=== Requirement ===
Your job is to transcribe the material exactly. Keep every line.

--- Raw data Enclosed Below ---

PR #1227, opened 2022-10-23
[make:registration] Make router optional in MakeRegistrationForm constructor

odolbeau:
In a console application, I have the following configuration:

--- End of Enclosed Raw data ---

=== Solution ===
PR #1227, opened 2022-10-23
[make:registration] Make router optional in MakeRegistrationForm constructor

odolbeau:
In a console application, I have the following configuration:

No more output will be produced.